EXERCISE: Below are entries; copy exactly the lines from the one with "https://docs.microsoft.com/en-us/dotnet/api/system.type.gettype" through the one with "1. Install MSBuild >= 17", both included, and leave out the rest.

-- Opening Marker --

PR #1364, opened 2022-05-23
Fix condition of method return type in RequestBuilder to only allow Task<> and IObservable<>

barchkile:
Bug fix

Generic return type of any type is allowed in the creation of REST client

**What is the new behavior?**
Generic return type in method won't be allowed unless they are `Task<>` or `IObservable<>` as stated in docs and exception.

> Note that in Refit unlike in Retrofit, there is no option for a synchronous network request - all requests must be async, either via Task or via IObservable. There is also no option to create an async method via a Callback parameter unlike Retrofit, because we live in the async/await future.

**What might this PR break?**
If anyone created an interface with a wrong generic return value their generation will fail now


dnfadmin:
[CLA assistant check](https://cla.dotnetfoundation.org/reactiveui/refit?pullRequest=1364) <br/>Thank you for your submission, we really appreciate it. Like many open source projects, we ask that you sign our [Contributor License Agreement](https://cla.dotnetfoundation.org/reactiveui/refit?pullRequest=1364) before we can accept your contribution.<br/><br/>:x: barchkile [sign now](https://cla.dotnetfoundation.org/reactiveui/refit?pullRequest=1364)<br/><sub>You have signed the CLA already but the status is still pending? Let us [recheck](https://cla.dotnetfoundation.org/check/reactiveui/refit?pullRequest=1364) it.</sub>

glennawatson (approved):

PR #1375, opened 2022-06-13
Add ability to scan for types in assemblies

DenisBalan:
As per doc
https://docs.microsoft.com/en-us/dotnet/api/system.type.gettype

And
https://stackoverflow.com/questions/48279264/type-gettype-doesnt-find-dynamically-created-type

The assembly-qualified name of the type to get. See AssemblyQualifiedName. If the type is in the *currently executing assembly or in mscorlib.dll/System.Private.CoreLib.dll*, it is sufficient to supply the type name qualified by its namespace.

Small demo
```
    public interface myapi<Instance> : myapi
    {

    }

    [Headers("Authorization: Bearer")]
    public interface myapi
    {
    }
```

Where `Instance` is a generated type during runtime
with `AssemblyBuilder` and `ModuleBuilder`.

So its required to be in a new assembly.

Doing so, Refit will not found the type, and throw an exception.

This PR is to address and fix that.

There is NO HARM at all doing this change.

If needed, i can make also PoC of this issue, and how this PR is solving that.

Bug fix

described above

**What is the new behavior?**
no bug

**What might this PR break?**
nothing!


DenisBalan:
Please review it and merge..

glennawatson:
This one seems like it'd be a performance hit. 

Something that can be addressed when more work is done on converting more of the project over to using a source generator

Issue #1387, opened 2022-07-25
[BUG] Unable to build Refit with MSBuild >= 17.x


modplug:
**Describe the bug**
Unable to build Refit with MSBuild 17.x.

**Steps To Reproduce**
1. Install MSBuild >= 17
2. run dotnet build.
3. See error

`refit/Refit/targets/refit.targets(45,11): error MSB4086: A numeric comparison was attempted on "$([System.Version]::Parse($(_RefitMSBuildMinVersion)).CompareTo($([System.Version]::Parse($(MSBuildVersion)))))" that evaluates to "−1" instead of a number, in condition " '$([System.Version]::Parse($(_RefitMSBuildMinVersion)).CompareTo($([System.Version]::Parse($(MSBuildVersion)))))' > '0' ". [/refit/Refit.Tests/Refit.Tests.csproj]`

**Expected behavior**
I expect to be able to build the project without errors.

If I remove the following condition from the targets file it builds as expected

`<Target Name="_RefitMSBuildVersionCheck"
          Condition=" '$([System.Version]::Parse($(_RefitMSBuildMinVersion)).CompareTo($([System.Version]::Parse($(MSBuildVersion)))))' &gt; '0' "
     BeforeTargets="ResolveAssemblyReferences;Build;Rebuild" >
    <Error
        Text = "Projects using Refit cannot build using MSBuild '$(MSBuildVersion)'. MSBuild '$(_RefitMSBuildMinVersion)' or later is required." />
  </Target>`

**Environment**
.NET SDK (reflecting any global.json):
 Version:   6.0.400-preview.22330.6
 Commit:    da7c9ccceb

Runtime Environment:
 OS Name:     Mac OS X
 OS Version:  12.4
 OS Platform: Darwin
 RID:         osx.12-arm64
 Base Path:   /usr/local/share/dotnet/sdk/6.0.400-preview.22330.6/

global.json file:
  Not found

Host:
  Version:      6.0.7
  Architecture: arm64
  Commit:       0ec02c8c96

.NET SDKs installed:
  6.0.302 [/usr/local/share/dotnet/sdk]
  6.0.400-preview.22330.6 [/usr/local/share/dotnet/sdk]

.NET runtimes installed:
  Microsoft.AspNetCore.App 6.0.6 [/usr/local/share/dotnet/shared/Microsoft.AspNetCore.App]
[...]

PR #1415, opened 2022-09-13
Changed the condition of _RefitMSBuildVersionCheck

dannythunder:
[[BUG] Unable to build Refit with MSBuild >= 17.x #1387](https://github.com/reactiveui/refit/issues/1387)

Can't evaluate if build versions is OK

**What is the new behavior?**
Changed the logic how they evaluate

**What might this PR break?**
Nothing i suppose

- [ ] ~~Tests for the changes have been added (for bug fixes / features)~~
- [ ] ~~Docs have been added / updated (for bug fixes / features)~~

-- Closing Marker --

ANSWER AREA:
https://docs.microsoft.com/en-us/dotnet/api/system.type.gettype

And
https://stackoverflow.com/questions/48279264/type-gettype-doesnt-find-dynamically-created-type

The assembly-qualified name of the type to get. See AssemblyQualifiedName. If the type is in the *currently executing assembly or in mscorlib.dll/System.Private.CoreLib.dll*, it is sufficient to supply the type name qualified by its namespace.

Small demo
```
    public interface myapi<Instance> : myapi
    {

    }

    [Headers("Authorization: Bearer")]
    public interface myapi
    {
    }
```

Where `Instance` is a generated type during runtime
with `AssemblyBuilder` and `ModuleBuilder`.

So its required to be in a new assembly.

Doing so, Refit will not found the type, and throw an exception.

This PR is to address and fix that.

There is NO HARM at all doing this change.

If needed, i can make also PoC of this issue, and how this PR is solving that.

Bug fix

described above

**What is the new behavior?**
no bug

**What might this PR break?**
nothing!


DenisBalan:
Please review it and merge..

glennawatson:
This one seems like it'd be a performance hit. 

Something that can be addressed when more work is done on converting more of the project over to using a source generator

Issue #1387, opened 2022-07-25
[BUG] Unable to build Refit with MSBuild >= 17.x


modplug:
**Describe the bug**
Unable to build Refit with MSBuild 17.x.

**Steps To Reproduce**
1. Install MSBuild >= 17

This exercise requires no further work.